You mean lower gears, not higher. 

I don't know what the shop is talking about, since there is no ring smaller than 33 teeth that will go on a crank with that 110mm bolt circle diameter.

You'd get a bigger change in gearing if you got a cassette with 32.

If 34x28 is really not low enough for you to climb your hills safely, maybe you should consider a triple. That's what I'd do.


----------



## ericm979 (Jun 26, 2005)

Yep 33t is the smallest that fits 110mm BCD. And it does not fit all cranks. If the crank arms are long then the chain will hit them.

You can go to 32t cassette but you'll need a Shimano 9sp MTB derailleur for your 10sp Ultegra. (10sp MTB derailleurs use a different cable pull). A 6800A derailleur which is spec'd for 30t max MAY work. I've been able to push other Shimano derailleurs past their max cog spec but it depends on your frame's hanger.


----------



## ngl (Jan 22, 2002)

The triple is a good idea, but, will cost you some money for shifters and crank. You can always sell your existing stuff to recoup some of the cost. 

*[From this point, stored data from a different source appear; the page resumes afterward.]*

Issue #10286, opened 2022-11-15
`useSuspenseQuery`


jerelmiller:
This issue is for tracking progress on the new `useSuspenseQuery` hook. Work in progress can be found on [this branch](https://github.com/apollographql/apollo-client/compare/release-3.8...react-suspense)

**Options**

* [x] `options.client`
* [x] `options.context`
* [x] `options.variables`
* [x] `options.returnPartialData`
* [x] `options.canonizeResults`
* [x] `options.nextFetchPolicy`
* [x] `options.refetchWritePolicy`
* [x] `options.fetchPolicy`
  * [x] `cache-first`
  * [x] `network-only`
  * [x] `no-cache`
  * [x] `cache-and-network`
* [x] `options.errorPolicy`
  * [x] `all`
  * [x] `none`
  * [x] `ignore`
* [x] `result.refetch`
* [x] `result.fetchMore`

Return values

* [x] `data`
* [x] `refetch`
* [x] `error`
* [x] `fetchMore`

**Features**
* [x] `@defer` support (https://github.com/apollographql/apollo-client/pull/10324)
* [ ] SSR support

jerelmiller:
Closing this issue as I don't think it provides much value. New issues and feature requests for the hook can be found using the [react-suspense label](https://github.com/apollographql/apollo-client/issues?q=is%3Aissue+is%3Aopen+label%3A%22%E2%8F%B2%EF%B8%8F+react-suspense%22). Check there for updates on this hook!

Issue #10231, opened 2022-10-25
RFC: React 18 SSR + Suspense Support


jerelmiller:
_This RFC replaces the previous conversations on React 18 SSR (#8365) and React Suspense (#9627)._

## Background

React 18 brings some new capabilities to SSR primarily with the help of React suspense. Among these is the ability to handle streaming HTML with the newly introduced [`renderToPipeableStream`](https://reactjs.org/docs/react-dom-server.html#rendertopipeablestream) function. This relies on `Suspense` to determine which fallback boundaries will be returned with the initial HTML chunk.

You can find information about the architecture in [this discussion](https://github.com/reactwg/react-18/discussions/37) along with a demo of this functionality created by the React team [here](https://codesandbox.io/s/kind-sammet-j56ro). An [upgrade guide](https://github.com/reactwg/react-18/discussions/22) is also provided to give an idea of how these APIs are used.

## Technical guidance

Adding proper React 18 SSR support means adding support for React suspense (https://github.com/apollographql/apollo-client/issues/9627). Once we build out our suspense solution, this should get us most of the way to SSR support. At this time, it's unclear to me what will be lacking in the SSR context once we implement SSR. We will be able to learn this once we start work on the feature.

Here are some ideas on how we might approach this from a high-level technical/API standpoint.

### API

Suspense-enabled queries should be _opt-in_. Because React requires a `<Suspense />` boundary to properly work when a component suspends, there will need to be code modifications. Allowing developers to opt-in would allow the developer to add suspense support at their own pace.

We want to enable the use of suspense by introducing a new hook called `useSuspenseQuery`:

```ts
useSuspenseQuery(MY_QUERY, options)
```

Using `useSuspenseQuery` will require use of a suspense cache to keep track of in-flight requests. This will be instantiated and passed to the `<ApolloProvider />` component.

```tsx
const suspenseCache = new SuspenseCache();

<ApolloProvider client={client} suspenseCache={suspenseCache}>
 {children}
</ApolloProvider>
```

### Supported options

Is it possible to install an 11-32 with the short cage derailleur with adjustments (ever though Shimano says no)? I have not tried it. Otherwise invest in an 11-32 cassette and new long cage derailleur and sell you old stuff. 

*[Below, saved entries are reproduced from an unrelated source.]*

PR #10334, opened 2022-12-06
Better handle cached data with deferred queries

jerelmiller:
When using `useQuery` with deferred queries that already have cache data written, the initial chunk of data returned from a server would overwrite anything in the cache, which meant cached data for deferred chunks would disappear. This primarily affected `cache-and-network` fetch policies with data written to the cache and `cache-first` fetch policies with partial data in the cache when using the `returnPartialData` option. This is now better handled by merging existing cache data with the initial deferred chunk to ensure a complete result set is still returned.

### Checklist:

### DIFF
--- a/.changeset/shiny-balloons-matter.md
+++ b/.changeset/shiny-balloons-matter.md
@@ -1,0 +1,5 @@
+---
+'@apollo/client': patch
+---
+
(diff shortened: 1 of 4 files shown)


alessbell (approved):
Thanks for catching this! LGTM 🏁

Most importantly do what must to SAVE YOUR KNEES.


----------



## cxwrench (Nov 9, 2004)

ngl said:


> The triple is a good idea, but, will cost you some money for shifters and crank. You can always sell your existing stuff to recoup some of the cost.
> 
> Is it possible to install an 11-32 with the short cage derailleur with adjustments (ever though Shimano says no)? I have not tried it. Otherwise invest in an 11-32 cassette and new *long cage derailleur* and sell you old stuff.
> 
> Most importantly do what must to SAVE YOUR KNEES.


Just to be clear, it's not just the long cage that makes things work. The derailleur must have the proper geometry to clear the big cog. That's why Shimano makes a 'mid' cage derailleur that works w/ a 30. Whether or not the mid cage works w/ a 32t cog totally depends on the individual frame. If the hanger is slightly long, it might work. If it's a short-ish hanger it won't work.


----------



## Lombard (May 8, 2014)

Changing to a triple would be prohibitively expensive.

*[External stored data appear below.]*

PR #10337, opened 2022-12-07
Introduce Changesets

alessbell:
This PR introduces a `.changeset/config.json` and three GitHub workflows to begin the process of automating releases of `@apollo/client`🎉

## Prereleases
In `.github/workflows/prerelease.yml`, pushes to `release-*` integration branches typically used for assembling minor releases cause the branch to enter [changeset's prerelease mode](https://github.com/changesets/changesets/blob/main/docs/prereleases.md) which creates a `.changeset/pre.json` file.

Each commit to a release branch that contains a changeset (created on the feature branch before merging into the release branch via `npx changeset`) will create a new branch prefixed with `changeset-release/` and open an automated PR that looks like this:

CleanShot 2022-12-07 at 15 19 38

The `changeset-release/*` PR contains a diff that:
- increments the version with the auto-incrementing alpha number
- updates the CHANGELOG
- adds the changeset to the list being tracked in `pre.json`

CleanShot 2022-12-07 at 15 23 07

In this example, merging the automatically created PR will release version `1.4.0-alpha.2` at the `alpha` tag only on npm (we intentionally do not create GitHub releases for alphas) 🚀

Again, commits that do not add new changesets will not trigger an automated PR. When work on our release branch is completed, the next step is to exit prerelease mode.

## Exiting Prerelease mode
Changeset has an API for exiting prerelease mode that doesn't quite fit our workflow, so I've taken a different approach in `.github/workflows/exitPrerelease.yml`. The problem with `changeset pre exit` is that it sets `"mode": "exit"` in `pre.json`, but leaves the file in place to be merged into the default branch, where `changeset version` would theoretically later get run (unless it's being run manually, which seems to defeat the purpose).

This would lead to `pre.json` being repeatedly committed and removed from the `main` branch, and I'm of the opinion that we want to avoid the possibility of `main` ever being in `pre` mode, so we should avoid merging the file altogether.

Instead, `.github/workflows/exitPrerelease.yml` can be run via GitHub actions UI using the workflow dispatch API:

Best option is focus on the rear shifting. You could probably go with an 11-32. If the jockey pulley chatters against the largest cog, you can:

1) Put in a longer B-adjust screw
2) Take a link out of the chain

If neither of these solves the chattering problem, you can:

1) Just live with the noise until the jockey pulley gets totally worn down and you have to replace the derailleur (see #2)
2) Replace the derailleur with a 9-speed (yes, 9-speed) Deore or Deore LX

Then again, you could just forget about the 11-32 and go all the way to an 11-36 Deore or SLX 10-speed mountain cassette. That way, you won't have to wonder whether you will need to replace the rear derailleur with that Deore. And imagine what a hill climbing monster you will have then! :thumbsup: This is STILL cheaper than playing with the front gearing and WAY cheaper than a knee replacement! All in all, it will cost you around $125 - Cassette $60, Derailleur $40, new chain $25 (always put a new chain on with a new cassette).


----------



## Jwiffle (Mar 18, 2005)

50x32 probably won't shift very well even if you could get a 32t ring. Change the cassette. 4 teeth in the rear will make a lot more difference than 2 in the front.


----------



## scottma (May 18, 2012)

Since the OP has a 6800 drivetrain, the sensible option is to go with the 11-32 and 6800-GS rear derailleur. Leave everything else alone.


----------



## cxwrench (Nov 9, 2004)

Lombard said:


> Changing to a triple would be prohibitively expensive.
> 
> Best option is focus on the rear shifting. You could probably go with an 11-32. If the jockey pulley chatters against the largest cog, you can:
> 
> ...


Uhhhhhmmmmm...generally we try to give good advice, not this kind of thing.


----------



## jmess (Aug 24, 2006)

Yep, did this with my di2 equipped bike. The 34x32 gives me pretty close to the same ratio I have with my 10sp triple bike and a 30X28. Best change I have made to the bike. Great bailout ratio when you get tired or hit something really steep.



scottma said:


> Since the OP has a 6800 drivetrain, the sensible option is to go with the 11-32 and 6800-GS rear derailleur. Leave everything else alone.


----------



## Lombard (May 8, 2014)

cxwrench said:


> Uhhhhhmmmmm...generally we try to give good advice, not this kind of thing.


CXWrench,

Could you please elaborate as to why you consider my advice not good? While it may fly in the face of road biker convention, it works. Please explain, thanks!


----------



## MJCBH (Nov 25, 2002)

jmess said:


> Yep, did this with my di2 equipped bike. The 34x32 gives me pretty close to the same ratio I have with my 10sp triple bike and a 30X28. Best change I have made to the bike. Great bailout ratio when you get tired or hit something really steep.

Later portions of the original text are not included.